PR #28, opened 2021-02-23
Allow single column name for `cols`

### LINKED ISSUE #26: Have `apply` return single column array when `cols` is a single column name
The non-mutating `apply` in transformers.jl [always returns a vector](https://github.com/invenia/Transforms.jl/blob/83c8558aee22dbd343eceab659d132a80897c5fd/src/transformers.jl#L99) of the transformed columns specified in `cols`. `cols` is assumed to be a collection.

For convenience, we could add that if `cols` is a single column name we return the single column vector, rather than wrapping it in a 1-element vector.

I vote that we do the above using a bare String or Symbol (i.e. **not** in a collection), and still allow e.g. `cols=[:colname]` to return the 1-element vector. MWE of what this means:

```
julia> p = Power(3);

julia> df = DataFrame(:a => [1, 2, 3], :b => [4, 5, 6], :c => [7, 8, 9]);

julia> Transforms.apply(df, p; cols=[:a, :c])
2-element Array{Array{Int64,1},1}:
 [1, 8, 27]
 [343, 512, 729]

julia> Transforms.apply(df, p; cols=[:a])
 [1, 8, 27]

julia> Transforms.apply(df, p; cols=:a)
3-element Array{Int64,1}:
  1
  8
 27
```

bencottier:
Closes #26 

This is the behaviour using a single column name (i.e. not a list):
- `apply` returns the single transformed column, "unwrapped"
  - Except for `LinearCombination`, because it always produces one column anyway
- `apply!` allows it, but gives the same result

### DIFF
--- a/src/linear_combination.jl
+++ b/src/linear_combination.jl
@@ -64,9 +64,7 @@ Applies the [`LinearCombination`](@ref) to each of the specified cols in `x`.
 If no `cols` are specified, then the [`LinearCombination`](@ref) is applied to all columns.
 """
 function apply(x, LC::LinearCombination; cols=nothing)
-    if cols isa Union{Symbol, AbstractString}  # want same behaviour for single column
-        cols = [cols]
-    end
+    cols = _to_vec(cols)  # handle single column name
 
     # Error if dimensions don't match
     num_cols = cols === nothing ? length(Tables.columnnames(x)) : length(cols)
--- a/src/linear_combination.jl
+++ b/src/linear_combination.jl
@@ -64,6 +64,10 @@ Applies the [`LinearCombination`](@ref) to each of the specified cols in `x`.
 If no `cols` are specified, then the [`LinearCombination`](@ref) is applied to all columns.
 """
 function apply(x, LC::LinearCombination; cols=nothing)
+    if cols isa Union{Symbol, AbstractString}  # want same behaviour for single column
+        cols = [cols]
+    end
+
     # Error if dimensions don't match
     num_cols = cols === nothing ? length(Tables.columnnames(x)) : length(cols)
     _check_dimensions_match(LC, num_cols)
--- a/src/transformers.jl
+++ b/src/transformers.jl
@@ -110,10 +110,14 @@ function apply(table, t::Transform; cols=nothing, kwargs...)
 
     cnames = cols === nothing ? propertynames(columntable) : cols
 
-    return [
-        _apply(getproperty(columntable, cname), t; name=cname, kwargs...)
-        for cname in cnames
-    ]
+    if cnames isa Union{Symbol, AbstractString}  # want unwrapped single column
+        return _apply(getproperty(columntable, cnames), t; name=cnames, kwargs...)
+    else
+        return [
+            _apply(getproperty(columntable, cname), t; name=cname, kwargs...)
+            for cname in cnames
+        ]
+    end
 end
 
 """
@@ -125,6 +129,10 @@ If no `cols` are specified, then the [`Transform`](@ref) is applied to all colum
 function apply!(table::T, t::Transform; cols=nothing, kwargs...)::T where T
     # TODO: We could probably handle iterators of tables here
     Tables.istable(table) || throw(MethodError(apply!, (table, t)))
+
+    if cols isa Union{Symbol, AbstractString}  # want same behaviour for single column
+        cols = [cols]
+    end
 
     # Extract a columns iterator that we should be able to use to mutate the data.
     # NOTE: Mutation is not guaranteed for all table types, but it avoid copying the data
--- a/src/transformers.jl
+++ b/src/transformers.jl
@@ -110,13 +110,13 @@ function apply(table, t::Transform; cols=nothing, kwargs...)
 
     cnames = cols === nothing ? propertynames(columntable) : cols
 
-    if cnames isa Union{Symbol, AbstractString}  # want unwrapped single column
-        return _apply(getproperty(columntable, cnames), t; name=cnames, kwargs...)
-    else
+    if cnames isa Union{Tuple, AbstractArray}
         return [
             _apply(getproperty(columntable, cname), t; name=cname, kwargs...)
             for cname in cnames
         ]
+    else  # return unwrapped single column
+        return _apply(getproperty(columntable, cnames), t; name=cnames, kwargs...)
     end
 end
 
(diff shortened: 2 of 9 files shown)


src/linear_combination.jl
```diff
@@ -64,6 +64,10 @@ Applies the [`LinearCombination`](@ref) to each of the specified cols in `x`.
 If no `cols` are specified, then the [`LinearCombination`](@ref) is applied to all columns.
 """
 function apply(x, LC::LinearCombination; cols=nothing)
+    if cols isa Union{Symbol, AbstractString}  # want same behaviour for single column
```
nicoleepp, line 67: We can use multiple dispatch here instead wich is generally more performant

```julia
function apply(x, LC::LinearCombination; cols::Union{Symbol, AbstractString})
     apply(x, LC; cols=[cols]
 end
 ```

File: test/linear_combination.jl [hunk 2]
```diff
@@ -218,5 +226,13 @@
             @test Transforms.apply(df, lc; cols=cols) == expected
             @test lc(df; cols=cols) == expected
         end
+
+        @testset "single col" begin
+            lc_single = LinearCombination([-1])
+
+            @test Transforms.apply(df, lc_single; cols=:a) == [-1, -2, -3]
```
nicoleepp, line 233: Does this actually work for the string `cols="a"`? We are checking if the type is AbstractString but don't have tests for it

test/one_hot_encoding.jl
```diff
@@ -121,6 +122,7 @@
         @test Transforms.apply(df, ohe) == expected
 
         @test Transforms.apply(df, ohe; cols=[:a]) == [[1 0 0 0 0; 0 1 0 0 0]]
```
nicoleepp, line 124: Wouldn't we also want this to change to not return a nested matrix?

nicoleepp: I thought this is what you were gonna change from your post on slack so i probably misunderstood but I would vote we don't wrap this for single cols (even if they get passed in as an array)

bencottier: My reasoning is there should still be the option to return it wrapped, and the `[:a]` vs. `:a` syntax is intuitive for that (thought come to think of it, that should be documented). Returning it wrapped keeps it consistent, e.g. if the user has some generalised code that doesn't know how many columns will be given.

glennmoy: >Returning it wrapped keeps it consistent

I guess that makes sense. One thing in your favour is how extracting columns from a dataframe works.
`:a` vs `[:a]` does not return the same thing.

```julia
julia> df = DataFrame(:a=>[1, 2, 3, 4, 5], :b=>[5, 4, 3, 2, 1], :c=>[0, 1, 0, 1, 0]);

julia> df[:, :a]
5-element Array{Int64,1}:
 1
 2
 3
 4
 5

julia> df[:, [:a]]
5×1 DataFrame
│ Row │ a     │
│     │ Int64 │
├─────┼───────┤
│ 1   │ 1     │
│ 2   │ 2     │
│ 3   │ 3     │
│ 4   │ 4     │
│ 5   │ 5     │
```

I wonder are there other examples we could lean on to inform this decision?

bencottier: Another example (note my confirmation bias):

```
julia> x = [4, 5, 6];

julia> x[1]
4

julia> x[[1]]
1-element Array{Int64,1}:
 4
```

bencottier: Example the other way:

```
julia> df = DataFrame(:a => [1, 2, 3], :b => [4, 5, 6]);

julia> combine(df, :a => sum)
1×1 DataFrame
│ Row │ a_sum │
│     │ Int64 │
├─────┼───────┤
│ 1   │ 6     │

julia> combine(df, [:a] => sum)
1×1 DataFrame
│ Row │ a_sum │
│     │ Int64 │
├─────┼───────┤
│ 1   │ 6     │
```

nicoleepp: To keep it simple and consitent I now think we should now do the :a => [...] and [:a] => [[...]] (as this PR already does)

I would argue the last example that Ben posted is actually wrapping both of them (a third option that we for sure don't want I imagine).

src/linear_combination.jl
bencottier: > So you'll need something like a _to_vec method

Just note I'm trying to allow `cols` as a `Tuple`, so I want to dispatch the opposite way on `Union{Symbol, AbstractString}` rather than `AbstractArray`.

bencottier: Maybe I should just do `Union{Tuple, AbstractArray}`

> > So you'll need something like a _to_vec method
> 
> Just note I'm trying to allow `cols` as any collection including `Tuple`, so I want to dispatch the opposite way on `Union{Symbol, AbstractString}` rather than `AbstractArray`.

Maybe just `Union{Tuple, AbstractArray}` is good enough and clearer, actually.

test/linear_combination.jl
bencottier: I've refactored so it doesn't check `AbstractString` now, but the reason I did that is DataFrames supports indexing columns as strings.

src/transformers.jl
```diff
@@ -138,6 +142,8 @@ function apply!(table::T, t::Transform; cols=nothing, kwargs...)::T where T
     # TODO: We could probably handle iterators of tables here
     Tables.istable(table) || throw(MethodError(apply!, (table, t)))
 
+    cols = _to_vec(cols)
```
bencottier, line 145:
```suggestion
    cols = _to_vec(cols)  # handle single column name
```

src/utils.jl
```diff
@@ -22,3 +22,8 @@ function invert_dims(A::AbstractArray, dims)
 
     return inverted_dims
 end
+
+_to_vec(x::AbstractArray) = x
+_to_vec(x::Tuple) = x
+_to_vec(x::Nothing) = x
+_to_vec(x) = [x]
```
oxinabox, line 29: You may want to cross-reference `FiniteDifferences.to_vec`.
Which if you need that behavour we could split into its own package

nicoleepp (approved):

src/utils.jl
bencottier: Thanks, definitely something to keep in mind. I think this is a simple and special case that should live on its own for now. In fact calling it `_to_vec` may just be confusing. Based on its current use a better name might be `_convert_cols`.

src/transformers.jl
```diff
@@ -96,10 +96,14 @@ function apply(table, t::Transform; cols=nothing, kwargs...)
 
     cnames = cols === nothing ? propertynames(columntable) : cols
 
-    return [
-        _apply(getproperty(columntable, cname), t; name=cname, kwargs...)
-        for cname in cnames
-    ]
+    if cnames isa Union{Tuple, AbstractArray}
```
glennmoy, line 99: can we not use `_to_vec` here as well?

glennmoy (approved):

src/transformers.jl
bencottier: Hmm, I think it's different to the `_to_vec` for cols.

Here: If the value is a multi-element array, return that. Else (if it's a one-element array), return the element.

Whereas for cols: if the value is _any_ array, return that. Else (if it's not an array), return it as an array.

bencottier: Incidentally, this reminds me to update the docstring with :a vs [:a] behaviour.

* _Aim of the exercise_:
Working from the listing above, pick out every line that has "your" and copy it.

* _Result of this task_:
nicoleepp: I thought this is what you were gonna change from your post on slack so i probably misunderstood but I would vote we don't wrap this for single cols (even if they get passed in as an array)
I guess that makes sense. One thing in your favour is how extracting columns from a dataframe works.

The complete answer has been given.